How Old You Must Be to Work in New York

Both federal child labor laws and New York state law agree that the minimum age to work is 14 (with some exceptions).

 However, child labor laws in each state may also indicate the minimum age to work and which permits are needed. When there is a conflict between federal and state laws, the more stringent law will apply.

Children younger than 14 may work in some capacities, however. Child labor laws do not restrict them from working on a family farm or in a family business. Young juveniles may also complete household chores or yard work (without power-driven tools) for pay or work in the entertainment industry, as babysitters or on paper routes. That should be good news for tweens and children hoping to earn some extra cash.

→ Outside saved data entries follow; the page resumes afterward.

PR #3286, opened 2026-08-10
fix(#3284): prepare the emitted baseline before the parallel suite runs

### LINKED ISSUE #3284: bug(test-infra): emitted-attribution cannot reach a baseline on the dockerized runner
### GSD Version

1.10.0 (`next` @ c2f24265f)

### Runtime

Claude Code

### Operating System

Linux (dockerized `gsd-test` runner, `ghcr.io/open-gsd/gsd-tester-linux:v1.8.0-node22` / `-node24`)

### Node.js Version

22.23.1 and 24 (both matrix lanes)

### Installation Method

Repository clone (development)

### What happened?

`tests/emitted-attribution.test.cjs` fails **2 tests on both Node lanes** under the dockerized `gsd-test` runner, on **unmodified `next`**:

- `buildBaselineAtRef resolves a baseline via the in-job build even when the generator script is absent at the ref (#2767 regression)` — `spawnSync /usr/local/bin/node ETIMEDOUT`
- `differential attribution over the real tree` — `no usable emitted baseline for origin/next@<sha> (tried cache:.gsd-cache/emitted-baseline.json, build):`

Confirmed pre-existing by a **control run against unmodified `origin/next` @ `58d73dd2`**, which reproduced both failures byte-identically while a feature branch of the same base showed the same two and no others (branch: 31,886 tests / 2 failed; control: 31,821 tests / 2 failed).

**Root cause.** Baseline resolution (`tests/helpers/emitted-baseline.cjs:133-220`) is: `GSD_EMITTED_BASELINE` env → `.gsd-cache/emitted-baseline.json` → in-job build → hard fail. GitHub Actions supplies the cache: `.github/workflows/test.yml`'s `publish-emitted-baseline` job writes it and stores it with `actions/cache/save` — **a GitHub-Actions-only API the dockerized runner cannot reach by construction**. So CI is green while the docker runner always falls through to the in-job build.

That in-job build is `buildBaselineAtRef` (`tests/helpers/emitted-runtime.cjs:671-729`): `git worktree add` → `npm run build:lib` (cap 180s) → `node scripts/gen-emitted-baseline.cjs --dir <wt>` (cap 300s). The generator performs **~20 sequential installer spawns**, and it executes **from inside the parallel `node --test` suite** (~31.8k tests) in a container capped at **`--cpus 2 --memory 2g`** (`gsd-test-runner` `internal/dispatch/dispatch.go:17-21`). Both failing tests call it independently, so the suite pays for it twice.

**Measurements taken.** The generator completes in ~8.7s on a macOS host and ~11s in an *uncapped 8-CPU* container — but that second figure was measured **without** the real `--cpus 2` cap and is therefore not a valid basis for sizing. A re-measurement under the true caps is still outstanding (both benches were running other work).

### What did you expect?

The emitted-attribution gate to reach a usable baseline on every runner, not only on GitHub Actions — and, when it cannot, to degrade in a way that does not depend on how loaded the host is.

### Steps to reproduce

1. Check out `next` unmodified.
2. Run the full suite through the dockerized `gsd-test` runner (2-lane Linux matrix).
3. Observe the two `tests/emitted-attribution.test.cjs` failures above on both lanes.

### Proposed fix

Give the runner a way to prepare the baseline **once, serially, before the parallel suite starts** — `gsd-test-runner`'s `reporter/run-and-die.sh` already runs `npm ci` + `npm run build --if-present` before handing off to the watchdog, and ADR-0021 Decision 1 deliberately places that pre-work *outside* the watchdog deadline.

This repo's half is a small opt-in npm script, `gsd:pretest-baseline`, that the runner invokes by convention:

- reads `GSD_TEST_BASE_REF` (forwarded by the runner); exits 0 silently when unset or unresolvable;
- generates `.gsd-cache/emitted-baseline.json` **at the base ref**, reusing the existing `buildBaselineAtRef` rather than re-deriving it;
- writes atomically and exits 0 on every failure path, so a pre-step can never fail a run — a failure simply degrades to today's in-job-build behavior.

⚠️ **Correctness note worth recording.** The CI command is `gen-emitted-baseline.cjs --out …` with **no `--dir`**, i.e. it measures the *current* tree, and CI only ever runs it on `next`. In the container the checked-out tree is the *branch under test*. Generating a baseline of HEAD and storing it as the base's baseline would make the differential diff empty and the gate **permanently green** — a false-green strictly worse than the current failure. The baseline must be taken at the base ref.

The runner-side counterpart is filed separately on `open-gsd/gsd-test-runner`.

trek-e:
## Linked Issue

Closes #3284

## What was broken

`tests/emitted-attribution.test.cjs` fails **2 tests on both Node lanes** under the dockerized `gsd-test` runner, on **unmodified `next`**:

- `buildBaselineAtRef resolves a baseline via the in-job build even when the generator script is absent at the ref (#2767 regression)` — `spawnSync /usr/local/bin/node ETIMEDOUT`
- `differential attribution over the real tree` — `no usable emitted baseline for origin/next@<sha> (tried cache:.gsd-cache/emitted-baseline.json, build):`

Baseline resolution (`tests/helpers/emitted-baseline.cjs:133-220`) is `GSD_EMITTED_BASELINE` → `.gsd-cache/emitted-baseline.json` → in-job build → hard fail. GitHub Actions supplies the cache via `publish-emitted-baseline` + `actions/cache/save` — **an Actions-only API the dockerized runner cannot reach by construction** — so CI is green while the docker runner always falls through to the build.

That build (`tests/helpers/emitted-runtime.cjs:671-729`) runs a generator performing **~20 sequential installer spawns**, from **inside** the parallel `node --test` suite (~31.8k tests) in a container capped at **`--cpus 2`**. Both consuming tests trigger it independently, so the suite pays for it twice.

## Evidence it is pre-existing, not branch-caused

A control run of **unmodified `origin/next` @ `58d73dd2`** reproduced both failures byte-identically:

| Run | Tests | Failed |
|---|---|---|
| Control — unmodified `next` | 31,821 | 2 |
| A feature branch off the same base | 31,886 | 2 (the same two, no others) |

## The fix

A project half of a generic runner hook. `scripts/gsd-pretest-baseline.cjs`, exposed as `npm run gsd:pretest-baseline`:

- reads `GSD_TEST_BASE_REF` (forwarded by the runner); exits 0 silently when unset or unresolvable;
- generates `.gsd-cache/emitted-baseline.json` **at the base ref**, reusing the existing `buildBaselineAtRef` rather than re-deriving it;
- writes atomically (tmp + rename), so a partial file can never be read as valid;
- exits 0 on **every** failure path — a pre-step that can fail a whole run is worse than the fallback it replaces.

The runner calls it in `run-and-die.sh`'s pre-work phase, which ADR-0021 Decision 1 deliberately places **outside** the watchdog deadline — so it runs once, serially, on an otherwise-idle container instead of competing with the parallel suite.

## The correctness trap this deliberately avoids

The CI command is `gen-emitted-baseline.cjs --out …` with **no `--dir`** — it measures the *current* tree, and CI only ever runs it on `next`. In the container the checked-out tree is the **branch under test**. Generating a baseline of HEAD and storing it as the base's baseline would make the differential diff **empty** and the gate **permanently green** — a false-green strictly worse than the failure it replaces, and exactly the class ADR-3180 exists to remove.

`gsd-pretest-baseline.cjs` therefore delegates to `buildBaselineAtRef(ref, …)`, which does `git worktree add --detach <tmp> <ref>` and measures **that worktree**, never `cwd`.

## Testing

- `npm run build:lib` — clean
- `npx eslint .` — clean
- `npm run lint:ci` — exit 0, all sub-checks pass

**This change is inert until its runner counterpart lands.** The script only executes when the runner invokes the hook, so `gsd-test` on this branch still shows the same two pre-existing failures — that is expected, and is why the control run above is the relevant evidence. GitHub CI is unaffected by the gap (it has the cache), so this PR's own CI is a real signal.

## Companion

[open-gsd/gsd-test-runner#129](https://github.com/open-gsd/gsd-test-runner/pull/129) forwards `GSD_TEST_BASE_REF` and calls the hook. Each side degrades gracefully without the other, so they can land in either order.

## Breaking changes

None. The script is opt-in, runs only when the runner supplies `GSD_TEST_BASE_REF`, and exits 0 on every failure path.

---
<a href="https://app.blacksmith.sh/open-gsd/codesmith/gsd-core/pr/3286"><picture><source media="(prefers-color-scheme: dark)" srcset="https://pr-comments-assets.blacksmith.sh/codesmith/view-with-codesmith-dark-v2.svg"><source media="(prefers-color-scheme: light)" srcset="https://pr-comments-assets.blacksmith.sh/codesmith/view-with-codesmith-light-v2.svg">View with [code]smith</picture></a> <a href="https://backend.blacksmith.sh/track/enable-autofix?expires=1788915606&installation_model_id=22188&pr_number=3286&repository=open-gsd%2Fgsd-core&return_to=https%3A%2F%2Fgithub.com%2Fopen-gsd%2Fgsd-core%2Fpull%2F3286&signature=a7bd4d6586aaa6c6d01c9b8cc14e58245882a66983f87f4c06ecac86f2291e31"><picture><source media="(prefers-color-scheme: dark)" srcset="https://pr-comments-assets.blacksmith.sh/codesmith/autofix-with-codesmith-dark.svg"><source media="(prefers-color-scheme: light)" srcset="https://pr-comments-assets.blacksmith.sh/codesmith/autofix-with-codesmith-light.svg">Autofix with [code]smith</picture></a>

### DIFF
--- a/.changeset/sturdy-orcas-greet.md
+++ b/.changeset/sturdy-orcas-greet.md
@@ -1,0 +1,5 @@
+---
+type: Fixed
+pr: 0
+---
+**`gsd-test` runs can now prepare the emitted-attribution baseline before the test suite starts** — the dockerized runner has no access to the GitHub-Actions-only cache CI restores, so both `tests/emitted-attribution.test.cjs` checks fell through to an in-job build that ran inside the parallel suite and timed out. A new opt-in `gsd:pretest-baseline` script generates the baseline once, serially, at the base ref when the runner supplies `GSD_TEST_BASE_REF`; it exits 0 on every failure path, so a run degrades to the previous in-job-build behavior rather than failing. (#3284)
--- a/.changeset/sturdy-orcas-greet.md
+++ b/.changeset/sturdy-orcas-greet.md
@@ -1,5 +1,5 @@
 ---
 type: Fixed
-pr: 0
+pr: 3286
 ---
 **`gsd-test` runs can now prepare the emitted-attribution baseline before the test suite starts** — the dockerized runner has no access to the GitHub-Actions-only cache CI restores, so both `tests/emitted-attribution.test.cjs` checks fell through to an in-job build that ran inside the parallel suite and timed out. A new opt-in `gsd:pretest-baseline` script generates the baseline once, serially, at the base ref when the runner supplies `GSD_TEST_BASE_REF`; it exits 0 on every failure path, so a run degrades to the previous in-job-build behavior rather than failing. (#3284)
--- a/package.json
+++ b/package.json
@@ -108,6 +108,7 @@
     "version": "node scripts/sync-manifest-versions.cjs --stage && node scripts/gen-capability-registry.cjs --write && git add gsd-core/bin/lib/capability-registry.cjs",
     "prepublishOnly": "npm run build:lib && npm run build:hooks",
     "pretest": "npm run build:lib && npm run lint:skill-deps",
+    "gsd:pretest-baseline": "node scripts/gsd-pretest-baseline.cjs",
     "pretest:coverage": "npm run build:lib && npm run lint:skill-deps",
     "lint": "eslint . --cache --cache-location node_modules/.cache/eslint/",
     "lint:fix": "eslint . --fix",
--- a/package.json
+++ b/package.json
@@ -22,6 +22,7 @@
     "hooks",
     "scripts",
     "!scripts/gen-emitted-baseline.cjs",
+    "!scripts/gsd-pretest-baseline.cjs",
     "!scripts/qa-smell-ratchet.cjs",
     "!scripts/live-config-guard.cjs",
     "!scripts/run-tests.cjs",
--- a/scripts/gsd-pretest-baseline.cjs
+++ b/scripts/gsd-pretest-baseline.cjs
@@ -1,0 +1,162 @@
+#!/usr/bin/env node
+'use strict';
+
+/**
+ * gsd-pretest-baseline.cjs — the "gsd:pretest-baseline" project hook the
+ * gsd-test-runner remote runner invokes (see `reporter/run-and-die.sh` in
+ * open-gsd/gsd-test-runner) AFTER `npm ci`/`npm run build` and BEFORE the
+ * watchdog handoff — i.e. entirely OUTSIDE the watchdog deadline (ADR-0021
+ * Decision 1, gsd-test-runner).
+ *
+ * ## Why this exists
+ *
+ * `tests/emitted-attribution.test.cjs`'s differential-attribution gate needs an
+ * emitted-baseline artifact built at the BASE ref (`resolveBaseline()`,
+ * `tests/helpers/emitted-baseline.cjs`). GitHub CI publishes that artifact via
+ * `actions/cache/save` (`.github/workflows/test.yml`'s `publish-emitted-baseline`
+ * job) — a GitHub-Actions-only API the dockerized gsd-test remote runner cannot
+ * reach. Absent a cache hit, `resolveBaseline()` falls back to an in-job build
+ * (`buildBaselineAtRef`, `tests/helpers/emitted-runtime.cjs`): a `git worktree
+ * add` + `npm run build:lib` + ~20 sequential installer spawns, run from INSIDE
+ * the parallel `node --test` suite in the runner's `--cpus 2 --memory 2g`
+ * container. That contention is what makes the in-job fallback slow/flaky there.
+ *
+ * Running the exact same build ONCE, SERIALLY, before the parallel suite starts
+ * — on an otherwise-idle container with both CPUs to itself — is materially
+ * faster and removes the contention. That is the entirety of what this script
+ * does: it is a thin CLI wrapper around `buildBaselineAtRef`, not a second copy
+ * of its procedure (a second copy is exactly the divergence class ADR-3180
+ * exists to remove).
+ *
+ * ## THE correctness trap this script exists to avoid
+ *
+ * `gen-emitted-baseline.cjs --out ...` (no `--dir`) measures the CURRENT tree,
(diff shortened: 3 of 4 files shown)


trek-e:
Closing unmerged. **This PR was built on a misdiagnosis.**

The premise was that `tests/emitted-attribution.test.cjs` fails *permanently* under the dockerized `gsd-test` runner, because the baseline it needs is restored from an `actions/cache/save` artifact the runner cannot reach.

The run record refutes it. Across **27 recorded `gsd-test` runs**, `emitted-attribution` fails in exactly **three** — 23:54, 23:55 and 23:55 on 2026-08-09 — and all three were from the same session. **Zero before it. Zero in the 20+ runs since.** A permanent architectural gap does not look like that.

**The methodological error.** A control run against unmodified `origin/next` was used as proof the failure was environmental rather than branch-caused. It was taken *inside the same failure window*. That control could only separate "caused by the branch's code" from "not caused by the branch's code" — it could never separate "permanent environmental gap" from "transient condition affecting every run in that window", which is exactly the question it was used to answer. The reproduction was real; the generalization from it was not.

Nothing here is worth keeping on that basis:

- `scripts/gsd-pretest-baseline.cjs` and the `gsd:pretest-baseline` npm script solve a problem not shown to exist.
- The packaging exclusion and its does-not-ship test only exist because the script does.

The runner-side counterpart, open-gsd/gsd-test-runner#129, was merged and is being reverted (`revert/128-pretest-hook`).

Issue #3284 is closed as not-reproduced with the same evidence.

Worth recording for whoever looks next: `.gsd-cache/emitted-baseline.json` genuinely *is* published through a GitHub-Actions-only API, so the dockerized runner genuinely does fall through to the in-job build. That observation is accurate. What was not established is that the fallback fails — it evidently succeeds in the overwhelming majority of runs. If this ever does reproduce persistently, the diagnosis should start from a control taken *outside* the failure window.

PR #3288, opened 2026-08-10
fix(#3282): size the emitted-baseline build bounds for a shared bench

### LINKED ISSUE #3282: test-infra: buildBaselineAtRef 300s bound times out on a normally-loaded bench (10s operation)
## What is wrong

`buildBaselineAtRef` in `tests/helpers/emitted-runtime.cjs:671` bounds its generator subprocess at `BUILD_TIMEOUT_MS = 300_000`. That bound was sized for an unloaded machine, but this helper only ever runs on shared CI benches, and it has now failed there twice:

```
tests/emitted-attribution.test.cjs · "buildBaselineAtRef resolves a baseline via the in-job build
even when the generator script is absent at the ref (#2767 regression)"
Error: spawnSync /usr/local/bin/node ETIMEDOUT
```

On the first occurrence it cascaded, taking `"differential attribution over the real tree"` down with it:

```
no usable emitted baseline for origin/next@2ac21c7fdb76 (tried cache:.gsd-cache/emitted-baseline.json, build):
  .gsd-cache/emitted-baseline.json: absent
  in-job build at origin/next failed: spawnSync /usr/local/bin/node ETIMEDOUT
```

Both occurrences were at ordinary bench conditions — PSI `cpu some avg60 ≈ 70%` with `full = 0.00`, i.e. contended but not thrashing, which is the normal state of a shared bench while other sessions run suites. Neither was an outage.

## Why it matters

This is not specific to one PR. Any PR whose verification happens to land on a busy bench eats a red run on a test that has nothing to do with its diff, and the failure is opaque — `spawnSync ETIMEDOUT` names neither the operation nor the bound. It cost two full verification cycles on #1953 before the mechanism was identified.

Note it passes in GitHub CI consistently (48/48 across macOS, Windows and Linux on that PR), so this is a bench-environment problem, not a logic bug.

## Measurements

Timed locally on an unloaded machine, from the gsd-core worktree root:

| Path | Wall clock |
|---|---|
| `gen-emitted-baseline.cjs` alone, warm tree | 9.28 s |
| **Full `buildBaselineAtRef('origin/next')`** — `git worktree add` + `npm run build:lib` + generator | **9.6 s** |
| **Full `buildBaselineAtRef(syntheticSha)`** — the exact path the failing test uses | **10.5 s** |

A suite run under the observed contention took 29+ minutes against a ~13-minute unloaded norm — a measured ~2.2× slowdown.

## The part that is NOT explained

A ~10 s operation exceeding a 300 s bound is a **≥29× slowdown**, and 2.2× does not account for it. Host-level PSI showed no I/O pressure (`io some avg60 = 0.33`) and no memory pressure (`0.00`) on the bench in question, so the obvious culprits are ruled out at the host level.

The likely blind spot: **host PSI cannot see stalls a container experiences under its own cgroup.** The next diagnostic is per-container pressure from inside a tester container —

```bash
cat /sys/fs/cgroup/cpu.pressure /sys/fs/cgroup/io.pressure
```

— captured while a suite is running, plus `docker stats` `BlockIO` for the same container. That needs someone with bench access; it could not be obtained from outside.

## Suggested fix (interim)

Raise the bounds to match the environment this code actually runs in, and label it as mitigation rather than a root-cause fix:

- `BUILD_TIMEOUT_MS` 300_000 → 900_000, with the `// allow-spawn-timeout-ceiling: <reason>` marker CONTRIBUTING requires above the 600 s lint ceiling.
- `BUILD_LIB_TIMEOUT_MS` 180_000 → 420_000 (precautionary — same helper, same assumption; 180 s is already inside the observed slowdown envelope).
- `WORKTREE_TIMEOUT_MS` unchanged at 60_000 — metadata-only, has never failed.

The bound exists to stop an indefinite hang, not to enforce a ten-second SLA, and 900 s still does that.

## Acceptance criteria

- [ ] `buildBaselineAtRef`'s bounds are sized for a shared bench, with the measurements recorded in a comment so the next reader does not re-derive them.
- [ ] The `allow-spawn-timeout-ceiling` marker carries a non-empty reason and `npx eslint tests/helpers/emitted-runtime.cjs` passes (this is what proves the escape is well-formed — `local/no-unbounded-spawn` reports `timeoutTooLarge` otherwise).
- [ ] The comment states plainly that this is mitigation and that the ≥29× discrepancy is unexplained, so nobody later reads the raised number as evidence the problem was understood.
- [ ] A follow-up path is recorded for the real root cause (per-container cgroup pressure).

### GSD Version

1.10.0

trek-e:
## Linked Issue

Fixes #3282

---

## What was broken

`buildBaselineAtRef` (`tests/helpers/emitted-runtime.cjs:671`) bounded its generator subprocess at `BUILD_TIMEOUT_MS = 300_000`. That number was sized for an idle machine, but the helper runs on shared CI benches, and it timed out there twice:

```
tests/emitted-attribution.test.cjs · "buildBaselineAtRef resolves a baseline via the in-job build
even when the generator script is absent at the ref (#2767 regression)"
Error: spawnSync /usr/local/bin/node ETIMEDOUT
```

The first occurrence cascaded, taking `"differential attribution over the real tree"` with it (`in-job build at origin/next failed: spawnSync … ETIMEDOUT`). Both happened at ordinary bench conditions — PSI `cpu some avg60 ≈ 70%` with `full = 0.00`: contended, not thrashing, which is the normal state of these benches while other sessions run suites.

## What this fix does

Sizes the bounds for the environment the code actually runs in:

| Constant | Before | After | Why |
|---|---|---|---|
| `BUILD_TIMEOUT_MS` | 300_000 | **900_000** | The bound that failed. Carries the `allow-spawn-timeout-ceiling` marker CONTRIBUTING requires above the 600s lint ceiling. |
| `BUILD_LIB_TIMEOUT_MS` | 180_000 | **420_000** | Precautionary — same helper, same idle-machine assumption; 180s already sits inside the observed slowdown envelope. |
| `WORKTREE_TIMEOUT_MS` | 60_000 | unchanged | Metadata-only, has never failed. |

## Root cause

Partially understood, and the code comment says so rather than implying otherwise.

What is established: the bound was set against an idle-machine assumption, and these benches are routinely contended. A suite run under the observed contention took 29+ minutes against a ~13-minute unloaded norm — a measured ~2.2× slowdown, which alone puts `300_000 × 2.2 ≈ 660_000` past the old bound.

What is **not** established: measured locally, the full path — `git worktree add` + `npm run build:lib` + `gen-emitted-baseline` — takes **9.6s** on the normal ref and **10.5s** on the synthetic ref this test actually uses. Exceeding 300s is therefore a **≥29× slowdown**, which 2.2× does not account for. Host PSI showed no I/O pressure (`io some avg60 = 0.33`) and no memory pressure at the time, so host-visible contention does not explain the size of the miss either.

The unexplored lead — recorded in the comment and the issue — is per-container cgroup pressure (`/sys/fs/cgroup/{cpu,io}.pressure` read from inside a tester container), which host-level PSI cannot see. That needs bench access.

The raise is a wider net, not a diagnosis, and the comment states that explicitly so nobody later reads the number as evidence the cause was found.

### How I verified the fix

- `npx eslint tests/helpers/emitted-runtime.cjs` — exit 0. This is the meaningful check: `local/no-unbounded-spawn` reports `timeoutTooLarge` if the `allow-spawn-timeout-ceiling` marker is missing, malformed, or detached from its call, so a clean run proves the escape is correctly formed and bound.
- `npx eslint .`, `npm run build:lib`, `GITHUB_BASE_REF=next npm run lint:ci` — all exit 0.
- Full suite on the remote runner for this exact commit: **32053/32053 passed on both Node lanes**.
- Local timings above were taken by invoking `buildBaselineAtRef` directly on both the normal and synthetic-ref paths.

**What this does not prove:** the verification bench read `IDLE` at dispatch, so this run exercises the change under low contention. It shows the raise is safe; it cannot show it resolves the contended failure, because contention is not something I can schedule. The evidence that it should is arithmetic — the new bound clears the observed worst case — not an observation.

### Regression test added?

- [x] No — explain why: the failure is a wall-clock timeout under machine contention. A test asserting it takes the operation "long enough to need 900s" would be an elapsed-time assertion, which this repo bars outright (clock-seam rule), and it would be load-sensitive on the very shared benches that caused the problem. The eslint check above is the durable guard on the part that can drift — the marker and its bound.

### Platforms tested

- [x] N/A (not platform-specific — a subprocess timeout constant in a test helper)

### Runtimes tested

---

## Checklist

- [x] Issue linked above with `Fixes #3282`
- [ ] Linked issue has the `confirmed-bug` label — filed today with the failure output and measurements; the label is the maintainer's to apply
- [x] All existing tests pass
- [x] `.changeset/` fragment — not required: the gate covers `bin/`, `gsd-core/`, `src/`, `agents/`, `commands/`, `hooks/`, `sdk/src/`, and this diff touches only `tests/helpers/`

## Breaking changes

None. A test-helper subprocess bound; no production code path.

---
<a href="https://app.blacksmith.sh/open-gsd/codesmith/gsd-core/pr/3288"><picture><source media="(prefers-color-scheme: dark)" srcset="https://pr-comments-assets.blacksmith.sh/codesmith/view-with-codesmith-dark-v2.svg"><source media="(prefers-color-scheme: light)" srcset="https://pr-comments-assets.blacksmith.sh/codesmith/view-with-codesmith-light-v2.svg">View with [code]smith</picture></a> <a href="https://backend.blacksmith.sh/track/enable-autofix?expires=1788916250&installation_model_id=22188&pr_number=3288&repository=open-gsd%2Fgsd-core&return_to=https%3A%2F%2Fgithub.com%2Fopen-gsd%2Fgsd-core%2Fpull%2F3288&signature=08a6ab8c5a8238eb506c23a6cd3e44940f63f5ebd04dd34b383a902e5884b691"><picture><source media="(prefers-color-scheme: dark)" srcset="https://pr-comments-assets.blacksmith.sh/codesmith/autofix-with-codesmith-dark.svg"><source media="(prefers-color-scheme: light)" srcset="https://pr-comments-assets.blacksmith.sh/codesmith/autofix-with-codesmith-light.svg">Autofix with [code]smith</picture></a>


trek-e:
Closing unmerged. The change does not do what it claims.

Raising `buildBaselineAtRef`'s **inner** spawn bounds without the **outer** `node:test` envelopes fixes nothing. `execFileSync` blocks the event loop synchronously, so node:test cannot preempt it — it can only mark the test timed-out once control returns. The `#2767 regression` test this change cites as one of its two failures carries `{ timeout: 300_000 }` at `tests/emitted-attribution.test.cjs:2348`, untouched by this diff.

| | before | after this PR |
|---|---|---|
| inner chain worst case | 60 + 180 + 300 = 540s | 60 + 420 + 900 = **1380s** |
| outer test envelope | 300s | 300s (unchanged) |
| result under bench contention | fails at ~300s | **still fails — at ~1380s** |

Same red outcome, 4.6× the shared-bench time. Strictly worse than the status quo. `differential attribution over the real tree` is skewed the same way: a 900s envelope against a now-1380s inner chain plus its own 120s build.

Making it coherent would require outer envelopes above 1380s — tests that block ~25 minutes before reporting red — to paper over a slowdown nobody has explained. Not worth it.

Found by an isolated reviewer that did not author the change; the pre-PR review gate is what forced that review to run.

The failure evidence and measurements are preserved on #3282, which is being closed as wontfix — the underlying anomaly (a ~10s operation exceeding a 300s bound, ≥29×, with no host-visible I/O or memory pressure) remains unexplained and is the thing worth investigating if it recurs.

Before youth begin their jobs, it is important to review the rules and restrictions surrounding child labor laws, especially if they want to work in more official capacities as they age. 

Certificates for Work

New York state law requires child employment certificates for youth under age 18.

 Employment certificates are provided by the school for most juveniles, but child performers must go to the Labor Department for their certificates. In the Empire State, working papers are different colors based on age group. Also, youth younger than 18 will be provided with an age certificate by request, however, it is not required under New York state law.

 

What Hours Teens Can Work

Although teens ages 14-15 can work in a variety of jobs, including in offices, restaurants, grocery stores and hospitals, the hours they work are limited. Youth this age can't work more than three hours in a school day, 18 hours in a school week, eight hours on a non-school day or 40 hours during a non-school week. 

Additionally, these teens must work hours that fall between 7 a.m. and 7 p.m. (except from June 1 through Labor Day, when working hours extend to 9 p.m.) Teens ages 16-17 may work up to four hours on school days, eight hours on non-school days and 28 hours during school weeks. Neither group may work more than six days in a row. When school is out, older teens may work up to 48 hours between the hours of 6 a.m. to midnight (during the school year they work until 10 p.m.).  

Teens of all ages may not work in hazardous occupations that might cause serious bodily harm, death or adverse health effects.